Comment 16 Andreas Schmechtig 2012-09-03 07:19:11 UTC

Created attachment 609277 [details]
Gluster volume log

Comment 17 Andreas Schmechtig 2012-09-03 07:19:55 UTC

Created attachment 609279 [details]
Samba strace

Comment 20 Hermann Fohrmann 2012-12-04 08:17:10 UTC

Hello Anand,

could you check the logs in the last 3 month.
Please give us an update on this issue, and when it will be solved.
We need a solution by the end of the year.

Regards,

Hermann

Comment 21 Amar Tumballi 2013-01-11 07:38:44 UTC

Hermann,

We suspect this was due to a locking related issue inside glusterfs, should be fixed by http://review.gluster.org/4164

That patch is only in upstream codebase (3.4.0qa6 contains it).
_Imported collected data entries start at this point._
PR #4583, opened 2018-01-05
Create TilesetLoader plugin to load images of TSX (Tile Set XML) files

winniehell:
see also http://docs.mapeditor.org/en/latest/reference/tmx-map-format/?highlight=tsx#image


ivanpopelyshev:
Yep, good enough. Lets add it in v5 though, it'll be released soon.

winniehell:
> Lets add it in v5 though, it'll be released soon.

@ivanpopelyshev Is there anything I need to do for this? Should I target `next` instead of `dev`?

ivanpopelyshev:
yeah, but first look at `next` and try to setup it in different folder, because its dependencies really differ

bigtimebuddy:
@winniehell would like to see this loader middleware in v5, like @ivanpopelyshev suggested.

The loader plugins are organized a little different in v5. See this example: https://github.com/pixijs/pixi.js/blob/next/packages/spritesheet/src/SpritesheetLoader.js

Loader plugins are also registered here: https://github.com/pixijs/pixi.js/blob/next/bundles/pixi.js/src/index.js#L46-L47

For this code, it might make sense to create a new **packages/tileset** module. Very similar to **packages/spritesheet**. 

If you have any questions about the new organization of **next** let me know.

englercj:
Recently I was playing around with a webgl renderer for tiled maps ([here](https://github.com/englercj/gl-tiled)) which included a resource-loader middleware for Tiled json maps ([here](https://github.com/englercj/gl-tiled/blob/6d5119933863281c1328dad912deaa7f77673122/bundles/resource-loader/index.ts)). Should be pretty easy to buff that one up to support tsx as well.

winniehell:
> would like to see this loader middleware in v5

Ok, I will update this branch and target `next`.

> If you have any questions about the new organization of next let me know.

Thank you—also for the pointing me to the right places! :smiley:

> create a new packages/tileset module

@bigtimebuddy I'm planning to also write a loader for TMX map format and the corresponding JSON format (to automatically load tilesets for maps). Should we name the package `tiles` or `tiled` rather than `tilesets`?

> Recently I was playing around with a webgl renderer for tiled maps 

@englercj I have recently created a canvas renderer for tiled maps in KotlinJS ([code](https://gitlab.com/winniehell/kotmx), [demo](https://winniehell.gitlab.io/kotmx/)) which also supports [compressed layers](http://docs.mapeditor.org/en/latest/reference/tmx-map-format/?highlight=zlib#data) via [pako.inflate](http://nodeca.github.io/pako/#inflate). My struggle with WebGL is how I ended up using PixiJS. :smiley: I'm happy to join efforts if you like.

bigtimebuddy:
Totally open to package name. “tiled” is good and aligned with the editor name.

winniehell:
@bigtimebuddy I have ported this to `next` now. Could you please have a look?

packages/tiled/src/TilesetLoader.js
```diff
@@ -0,0 +1,53 @@
...
+
+            return;
+        }
+
+        const loadOptions = {
+            crossOrigin: resource.crossOrigin,
+            parentResource: resource,
+        };
+
+        const imageElement = tileset.getElementsByTagName('image')[0];
```
bigtimebuddy: In @englercj's loader middleware example for loading tiled JSON files, he is handling many more image instances. In this case, the loader plugin only loads the first image element within the tileset. I'm not super familiar with the format, but shouldn't this handle more images?

bigtimebuddy:
The package is well formatted, good job there. I have some questions about usefulness in general about this. The plugin just loads the Texture image from the tmx file. But there isn't any other support for creating sub-textures, formatting the data, etc. @winniehell, can you talk more about the use-case and why just loading the image is helpful like this?

packages/tiled/src/TilesetLoader.js
winniehell: > he is handling many more image instances

@bigtimebuddy I think that is due to the fact that @englercj is loading the [JSON Map Format] which represents a complete map. It is the JSON counterpart of the [TMX Map Format].

The plugin that I have written here is only for [TSX (Tile Set XML) files] which are external tilesets and may be referenced by either [JSON Map Format] or [TMX Map Format].

I'm planning to also write plugins for the map formats (both TMX/XML and JSON) but thought that I'd start with a smaller contribution that can be finished on a weekend. :smiley: 

>  shouldn't this handle more images?

Yes, I was misreading the format. I only thought of

```xml
<?xml version="1.0" encoding="UTF-8"?>
<tileset name="building1" tilewidth="16" tileheight="16" tilecount="64" columns="8">
 <image source="building1.png" width="128" height="128"/>
</tileset>
```

but this is also possible:

```xml
<?xml version="1.0" encoding="UTF-8"?>
<tileset name="building1" tilewidth="209" tileheight="144" tilecount="2" columns="13">
 <grid orientation="orthogonal" width="16" height="16"/>
 <tile id="0">
  <image width="128" height="128" source="building1.png"/>
 </tile>
 <tile id="1">
  <image width="209" height="144" source="paint-tanuki.png"/>
 </tile>
</tileset>
```

Thank you for making me check this! :+1: I will adjust the loader plugin and make sure it is covered by the tests.

[JSON Map Format]: http://doc.mapeditor.org/en/latest/reference/json-map-format/
[TMX Map Format]: http://doc.mapeditor.org/en/latest/reference/tmx-map-format/
[TSX (Tile Set XML) files]: http://doc.mapeditor.org/en/latest/reference/tmx-map-format/#tileset

winniehell:
> can you talk more about the use-case and why just loading the image is helpful like this?

@bigtimebuddy This loader plugin reduces this (simplified) code by one `loader.load`:

```javascript
const loader = new PIXI.Loader();
loader.add('map', 'my-map.tmx');
loader.load((loader, resources) => {
  const externalTilesets = resources.data.querySelectorAll('tileset[source]');

  for (let tilesetIndex = 0; tilesetIndex < externalTilesets.length; ++tilesetIndex) {
    loader.add(`map_tileset${tilesetIndex}`, externalTilesets[tilesetIndex].getAttribute('source'))
  }

  loader.load((loader, resources) => {
    for (let tilesetIndex = 0; tilesetIndex < externalTilesets.length; ++tilesetIndex) {
      const externalImages = resources[`map_tileset${tilesetIndex}`].querySelectorAll('image[source]');

      for (let imageIndex = 0; imageIndex < externalImages.length; ++imageIndex) {
        loader.add(`map_tileset${tilesetIndex}_image${imageIndex}`, externalImages[imageIndex].getAttribute('source'));
      }

      loader.load((loader, resources) => renderMap(resources));
  });
});
```

I would really like to have 

```javascript
const loader = new PIXI.Loader();
loader.add('map', 'my-map.tmx');
loader.load((loader, resources) => renderMap(resources));
```

In the examples above `renderMap` would be provided by application code but use PixiJs features.

> there isn't any other support for creating sub-textures, formatting the data, etc.

After I had read the following comment by @englercj:

> Nope, tilemaps are not something we will put into core pixi.js.
> doesn't make sense to be in our thin rendering layer

(https://github.com/pixijs/pixi.js/issues/1714#issuecomment-95947955), I thought that in-depth parsing or rendering in PixiJS is not wanted. If you have changed your mind since then, I'm happy to contribute more advanced logic.

Please note however that there are already the following projects targeting this:
- https://github.com/pixijs/pixi-tilemap
- https://github.com/englercj/gl-tiled
- https://github.com/finscn/tiled-kit.js (https://github.com/pixijs/pixi.js/issues/4308)

bigtimebuddy:
First of all, thank you for submitting this and retooling it for v5. You did a killer job @winniehell and it's a solid pull-request. 

However, after having discussed with @GoodBoyDigital and seeing the description of use-case, I don't believe this is right for PixiJS v5. We want to support a variety of media types, but TMX files aren't really a media format (i.e., a TexturePacker atlas) as much as it's a layout file. Without supporting the rendering of TMX files, adding this middleware is only a half-solution.

While PixiJS is used for a variety of types of projects (games, tools, apps, website, visualizations), supporting Tiled as default feels too bias towards games and therefore should not be a default package. I would strongly suggest adding this to one of the other projects described above or creating a small standalone loader middleware project you can import in your projects.

Sorry for the about-face on this, but we needed to chew on it a little more.  I will be closing this PR.

winniehell:
@bigtimebuddy Thank you for your feedback and for giving me the opportunity to have a look into the upcoming v5 release! :smiley: 

Given that there is a big refactoring pull request pending for `pixi-tilemap` (https://github.com/pixijs/pixi-tilemap/pull/47) and that the other two projects are self-contained and non-official, I will likely reimplement this in a new project using Kotlin (in the hope of a desktop version in the future—https://github.com/pixijs/pixi-native :wink: ).

I will post a link to the project here for reference once it is setup.

bigtimebuddy:
Thanks, keep us posted!

packages/tiled/src/TilesetLoader.js
englercj: Just FYI, there are two types of tilesets for tilelayers. One that has a single image of tiles (you're first xml block), and one that is a "multi-image tileset" where each individual tile is a single image (you're second xml block).

englercj:
@winniehell I'd be happy to take a PR that adds XML support to `gl-tiled` and I haven't started writing the pixi bundle yet if you were interested in that.

winniehell:
> I'd be happy to take a PR that adds XML support to gl-tiled

@englercj I'm sorry, I don't know TypeScript (yet). :disappointed: As soon as I have started, I can give the pull request a try.

englercj:
It is just ES6 with `: type` on variable/param declarations. It really isn't as different as you might think.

If you can confirm if that fixes the issue, we can backport it to 3.3.x branch too.

Comment 24 Richard 2014-02-22 06:32:15 UTC

Hi,

This fix hasn't helped with fcntl locking when running CTDB.

There is a tool with the package called "ping_pong", which when ran on two nodes sharing the same GlusterFS file it is supposed to alternatley lock a shared file:

https://wiki.samba.org/index.php/Ping_pong
http://junkcode.samba.org/ftp/unpacked/junkcode/ping_pong.c

This fcntl locking does not work with GlusterFS a via fuse or nfs mounted volume.

I have tried the latest 3.4.2 version along with the 3.5.0beta2 and it still doesn't work.

Thanks,
Rich

Comment 25 Richard 2014-03-31 14:41:16 UTC

Could someone confirm that this fix is in the 3.5.0 beta releases?
If so, it still doesn't work ;-(

Comment 26 Richard 2014-04-03 14:23:25 UTC

Ah, The problem I have had with the 3.5.0beta releases is that I'm unable to create a distributed setup... adding the 2nd server into the volume doesn't work at the "peer probe" stage.

Comment 27 Niels de Vos 2014-11-27 14:54:46 UTC

The version that this bug has been reported against, does not get any updates from the Gluster Community anymore. Please verify if this report is still valid against a current (3.4, 3.5 or 3.6) release and update the version, or close this bug.

If there has been no update before 9 December 2014, this bug will get automatocally closed.